(Data for the task)
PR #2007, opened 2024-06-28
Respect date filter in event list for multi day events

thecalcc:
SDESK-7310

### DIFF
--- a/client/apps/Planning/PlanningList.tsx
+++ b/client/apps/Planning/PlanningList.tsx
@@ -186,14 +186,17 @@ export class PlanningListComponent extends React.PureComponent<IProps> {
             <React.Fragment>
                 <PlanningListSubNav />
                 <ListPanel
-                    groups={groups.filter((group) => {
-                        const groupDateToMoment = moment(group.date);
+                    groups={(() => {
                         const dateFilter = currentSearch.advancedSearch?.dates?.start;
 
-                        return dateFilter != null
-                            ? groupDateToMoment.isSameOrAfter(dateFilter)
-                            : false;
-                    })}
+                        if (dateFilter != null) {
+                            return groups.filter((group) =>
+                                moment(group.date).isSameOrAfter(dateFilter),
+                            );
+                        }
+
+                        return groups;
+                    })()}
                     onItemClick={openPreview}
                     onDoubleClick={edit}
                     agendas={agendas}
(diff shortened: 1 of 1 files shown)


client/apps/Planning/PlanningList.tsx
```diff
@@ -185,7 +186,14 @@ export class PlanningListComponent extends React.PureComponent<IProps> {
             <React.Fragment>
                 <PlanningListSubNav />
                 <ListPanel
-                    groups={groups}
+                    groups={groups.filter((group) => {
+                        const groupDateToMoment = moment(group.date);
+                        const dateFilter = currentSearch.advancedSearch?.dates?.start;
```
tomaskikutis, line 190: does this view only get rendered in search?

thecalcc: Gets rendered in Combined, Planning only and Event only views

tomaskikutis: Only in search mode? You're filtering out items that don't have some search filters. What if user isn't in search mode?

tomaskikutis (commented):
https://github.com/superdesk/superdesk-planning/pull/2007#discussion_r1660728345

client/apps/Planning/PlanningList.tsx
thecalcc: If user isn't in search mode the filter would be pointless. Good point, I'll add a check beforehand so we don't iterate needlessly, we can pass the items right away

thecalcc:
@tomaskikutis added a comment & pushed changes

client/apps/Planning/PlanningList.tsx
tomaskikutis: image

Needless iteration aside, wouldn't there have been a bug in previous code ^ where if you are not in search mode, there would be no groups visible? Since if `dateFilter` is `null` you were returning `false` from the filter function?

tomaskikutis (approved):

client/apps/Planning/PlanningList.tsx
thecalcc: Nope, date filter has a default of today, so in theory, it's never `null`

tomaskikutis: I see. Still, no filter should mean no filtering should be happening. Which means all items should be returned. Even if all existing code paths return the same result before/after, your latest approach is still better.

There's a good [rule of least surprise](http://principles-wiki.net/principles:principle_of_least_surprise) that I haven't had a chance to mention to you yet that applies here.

(Activity) Your task is to write out every record exactly.

(Answer space)
PR #2007, opened 2024-06-28
Respect date filter in event list for multi day events

thecalcc:
SDESK-7310

### DIFF
--- a/client/apps/Planning/PlanningList.tsx
+++ b/client/apps/Planning/PlanningList.tsx
@@ -186,14 +186,17 @@ export class PlanningListComponent extends React.PureComponent<IProps> {
             <React.Fragment>
                 <PlanningListSubNav />
                 <ListPanel
-                    groups={groups.filter((group) => {
-                        const groupDateToMoment = moment(group.date);
+                    groups={(() => {
                         const dateFilter = currentSearch.advancedSearch?.dates?.start;
 
-                        return dateFilter != null
-                            ? groupDateToMoment.isSameOrAfter(dateFilter)
-                            : false;
-                    })}
+                        if (dateFilter != null) {
+                            return groups.filter((group) =>
+                                moment(group.date).isSameOrAfter(dateFilter),
+                            );
+                        }
+
+                        return groups;
+                    })()}
                     onItemClick={openPreview}
                     onDoubleClick={edit}
                     agendas={agendas}
(diff shortened: 1 of 1 files shown)


client/apps/Planning/PlanningList.tsx
```diff
@@ -185,7 +186,14 @@ export class PlanningListComponent extends React.PureComponent<IProps> {
             <React.Fragment>
                 <PlanningListSubNav />
                 <ListPanel
-                    groups={groups}
+                    groups={groups.filter((group) => {
+                        const groupDateToMoment = moment(group.date);
+                        const dateFilter = currentSearch.advancedSearch?.dates?.start;
```
tomaskikutis, line 190: does this view only get rendered in search?

thecalcc: Gets rendered in Combined, Planning only and Event only views

tomaskikutis: Only in search mode? You're filtering out items that don't have some search filters. What if user isn't in search mode?

tomaskikutis (commented):
https://github.com/superdesk/superdesk-planning/pull/2007#discussion_r1660728345

client/apps/Planning/PlanningList.tsx
thecalcc: If user isn't in search mode the filter would be pointless. Good point, I'll add a check beforehand so we don't iterate needlessly, we can pass the items right away

thecalcc:
@tomaskikutis added a comment & pushed changes

client/apps/Planning/PlanningList.tsx
tomaskikutis: image

Needless iteration aside, wouldn't there have been a bug in previous code ^ where if you are not in search mode, there would be no groups visible? Since if `dateFilter` is `null` you were returning `false` from the filter function?

tomaskikutis (approved):

client/apps/Planning/PlanningList.tsx
thecalcc: Nope, date filter has a default of today, so in theory, it's never `null`

tomaskikutis: I see. Still, no filter should mean no filtering should be happening. Which means all items should be returned. Even if all existing code paths return the same result before/after, your latest approach is still better.

There's a good [rule of least surprise](http://principles-wiki.net/principles:principle_of_least_surprise) that I haven't had a chance to mention to you yet that applies here.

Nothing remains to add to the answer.